A second experimental station, the imaging station, is currently being build and commissioned. In its mature state, it will provide an X-ray beam focused down to a 30 nm spot, with a long term goal of 10 nm. The imaging endstation will rely on position monitoring at the nanometer scale using optical interferometry and will provide a single rotation axis for tomographic measurements. The station will operate in vacuum and is designed to have liquid nitrogen sample cooling.
First test experiments in air were conducted in late 2021 and early 2022. The the goal is to have the complete microscope, with vacuum flight tube installed and partly commissioned during 2023.
X-ray fluorescence (XFM) mapping
Using the nano-focused beam, information about the local elemental composition of the illuminated area can be extracted by measuring the secondary X-ray fluorescence photons using the energy-dispersive detectors mounted to both sides of the sample. This arrangement is especially advantageous for XRF tomography (3D) measurements.

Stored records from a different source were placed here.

PR #3441, opened 2026-02-26
Remove progression display

payetvin:


guilpier-code:
About progressions, class that can be found in : 
- **src\libs\antares\study\include\antares\study\progression\progression.h**
- **src\libs\antares\study\include\antares\study\progression\progression.hxx**
- **src\libs\antares\study\progression\progression.cpp**

Could be removed (especially, **Progression::Task** used to be called from legacy GUI).
We may want to remove any references to this class.
Do we want do something with it ?

JasonMarechal25:
> About progressions, class that can be found in :
> 
>     * **src\libs\antares\study\include\antares\study\progression\progression.h**
> 
>     * **src\libs\antares\study\include\antares\study\progression\progression.hxx**
> 
>     * **src\libs\antares\study\progression\progression.cpp**
> 
> 
> Could be removed (especially, **Progression::Task** used to be called from legacy GUI). We may want to remove any references to this class. Do we want do something with it ?

@copilot implement suggestion

JasonMarechal25 (approved):

PR #3442, opened 2026-02-26
Remove unused code from class Study

payetvin:


src/libs/antares/study/include/antares/study/study.h
```diff
@@ -268,7 +262,7 @@ class Study: public Yuni::NonCopyable<Study>
     ** \param output True for checking output filenames, false for input
     ** \param chfolder The study folder to take into consideration
     */
-    bool checkForFilenameLimits(bool output, const YString& chfolder = nullptr) const;
```
guilpier-code, line 271: There are even more simplifications to be done in function **checkForFilenameLimits**, as it's called only once : 
```c++
if (!study.checkForFilenameLimits(true))
{
    ...
}
``` 
and in this case argument **chfolder** has always the same default value **nullptr**.

So now, this function should have no argument.

src/libs/antares/study/study.cpp
```diff
@@ -543,211 +536,70 @@ bool Study::checkForFilenameLimits(bool output, const String& chfolder) const
         studyfolder = chfolder;
     }
```
guilpier-code: Bye bye **chfolder**

src/tests/src/libs/antares/study/test_study.cpp
```diff
@@ -331,19 +331,18 @@ BOOST_AUTO_TEST_CASE(version_parsing)
...
 {
     auto s = std::make_unique<Study>();
-    BOOST_CHECK(s->checkForFilenameLimits(true)); // empty areas should return true
+    BOOST_CHECK(s->checkForFilenameLimits()); // empty areas should return true
 
-    BOOST_CHECK(study->checkForFilenameLimits(true));
-    BOOST_CHECK(study->checkForFilenameLimits(false));
-    BOOST_CHECK(study->checkForFilenameLimits(true, "abc"));
+    BOOST_CHECK(study->checkForFilenameLimits());
+    BOOST_CHECK(study->checkForFilenameLimits("abc"));
```
guilpier-code:
```c++
BOOST_CHECK(study->checkForFilenameLimits("abc"));
```
should be removed, because this function looses all its arguments now

guilpier-code (approved):

PR #3444, opened 2026-02-26
Remove functions related to rename

payetvin:


src/libs/antares/study/include/antares/study/binding_constraint/BindingConstraintsRepository.h
guilpier-code: What we do with rename, we'll have to do it with **remove** and **add** I reckon.

For **reverseWeightSign** as well (made a quick search). Same for **AreaList::fixOrientationForAllInterconnections** by the way.

src/libs/antares/study/include/antares/study/binding_constraint/BindingConstraintsRepository.h
```diff
@@ -122,11 +122,6 @@ class BindingConstraintsRepository final: public Yuni::NonCopyable<BindingConstr
     */
     void removeConstraintsWhoseNameConstains(const AnyString& filter);
```
guilpier-code: In the list of **what to remove with legacy GUI ?**, we also have : 
```c++
void removeConstraintsWhoseNameConstains(const AnyString& filter);
```
It involves removing struct **WhoseNameContains**.
`CBuilder::deletePreviousConstraints()` should also be removed, by the way.

src/libs/antares/study/include/antares/study/binding_constraint/BindingConstraintsRepository.h
guilpier-code: `void clear();` should probably be removed.

src/libs/antares/study/include/antares/study/parts/common/cluster_list.h
guilpier-code, line 62: Same as for binding constraints : 
- remove functions will have to be removed someday.
- **saveDataSeriesToFolder** too
- what about `void rebuildIndexes();` ? (I assume this function is called only if changes were made in the list of clusters via old GUI)

src/libs/antares/study/include/antares/study/study.h
guilpier-code, line 1: `Area* areaAdd(const AreaName& name);` to be removed

src/libs/antares/study/include/antares/study/parts/hydro/allocation.h
```diff
@@ -39,8 +39,6 @@ class HydroAllocation final
     */
     void remove(const AreaName& areaid);
```
guilpier-code, line 40: Same thing for remove().

What about all functions **clear()** & **reset()** ? Without GUI, do they have an interest : if we only load once, what's the point of clearing or resetting ?

src/libs/antares/study/include/antares/study/scenario-builder/sets.h
guilpier-code, line 83: Same for **remove()**, **createNew()**. 
**exists()** ?
**clear()** ?

flomnes: Add/remove functions might still be useful for in-memory studies

src/libs/antares/study/include/antares/study/study.h
flomnes: 99% sure it is used for in-memory studies

flomnes (approved):

PR #3457, opened 2026-03-04
Remove usedByTheSolver

payetvin:


src/libs/antares/study/area/links.cpp
```diff
@@ -496,70 +496,65 @@ bool AreaLinksLoadFromFolder(Study& study, AreaList* areaList, Area* area, const
         ret = link.loadTimeSeries(study.header.version, folder) && ret;
```
guilpier-code, line 585: Let's take advantage of this, and have : 
```c++
...
ret = link.loadTimeSeries(study.header.version, folder) && ret;
checkLoadedTimeSeries(link);

// Inifile
const IniFile::Property* p = s->firstProperty;
for (; p; p = p->next)
{
    key = p->key;
    key.toLower();
    value = p->value;
    if (!AreaLinksInternalLoadFromProperty(link, key, value))
    {
        logs.warning() << '`' << p->key << "`: Unknown property";
    }
}

postConfigureLoadedData(link);
// end of AreaLinksLoadFromFolder(...)
```
About last call `postConfigureLoadedData(link);` , [further comment](https://github.com/AntaresSimulatorTeam/Antares_Simulator/pull/3457#discussion_r2885087190) is helpful to avoid returning `false`

src/libs/antares/study/area/links.cpp
```diff
@@ -576,40 +571,37 @@ bool AreaLinksLoadFromFolder(Study& study, AreaList* areaList, Area* area, const
             }
         }
 
-        // From the solver only
-        if (study.usedByTheSolver)
-        {
-            link.overrideTransmissionCapacityAccordingToGlobalParameter(
-              study.parameters.transmissionCapacities);
+        // From the solver
```
guilpier-code:
```c++
// From the solver
```
we don't need that anymore, it's implicit

src/libs/antares/study/area/links.cpp
```diff
@@ -576,40 +571,37 @@ bool AreaLinksLoadFromFolder(Study& study, AreaList* areaList, Area* area, const
...
+        case Data::LocalTransmissionCapacities::infinite:
+        {
+            // Copper plate mode
+            auto infinity = +std::numeric_limits<double>::infinity();
+            link.directCapacities.fill(infinity);
+            link.indirectCapacities.fill(infinity);
+            break;
+        }
+        default:
+            return false;
```
guilpier-code: default case is impossible : `link.transmissionCapacities` is an **enum**, it can't take a value out of its value range.

guilpier-code (commented):
Unfinished review (only a few comments)

src/libs/antares/study/area/links.cpp
JasonMarechal25: defaulting anyway is good. If you add a new enum value you may not want to fallthrough the switch cases.

src/tests/src/solver/simulation/test-time_series.cpp
```diff
@@ -21,6 +21,7 @@ namespace fs = std::filesystem;
 
 void initializeStudy(Study& study)
 {
+    study.parameters.include.constraints = true;
```
guilpier-code:
```c++
study.parameters.include.constraints = true;
```
Strange, why do we need to add this now ?
It seems totally unrelated to **usedByTheSolver**

guilpier-code: For  `include.constraints` the default value is **true** (see **parameters**' `reset()` method).
So why don't we force `include.constraints`  to **true** at construction ? 
```c++
class Parameters final
{
...
    struct IncludeOptions
    {
        bool constraints = true:
        ....
    }
}
```

guilpier-code (approved):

(Scanning) Coherent diffraction imaging (CDI) – ptychography
The beamline design allows to freely choose the degree of coherence in the probing beam, facilitating coherent diffraction imaging methods. These allow to measure the complex transmission function of the sample, as well as the complex beam profile. Both with a resolution better than the size of the focused beam. Again, 2D, as well as 3D measurements are possible.
Optics and beam size
The NanoMAX imaging station currently offers only Fresnel zone plates (FZP) as beam focusing optics. Various FZPs with different diameters, different outer most zone widths and different designs are present at the beamline. To choose the FZP best fitting for your application, please contact the beamline staff early when writing your proposal / planning your beamtime.
As a well rounded standard FZP, we offer is made from gold, has 72.32 µm diameter and 60 nm outermost zone width. It does create a focal spot with the shape of an Airy disc, where the width of the central spot matches the outermost zone width (see the beam profile measured at the focus position shown in Figure to the right).
The usage of gold FZPs and gold central stops, currently limits the photon energy range from 6 keV to 10 keV.
The NanoMAX imaging station offers two types of detectors. Firstly, a large in-vacuum pixel detector (EIGER2 X 4M) in the forward direction for diffraction and coherent imaging methods. Secondly, two in-vacuum Silicon Drift Diode X-ray fluorescence detectors with carbon windows used for elemental mapping.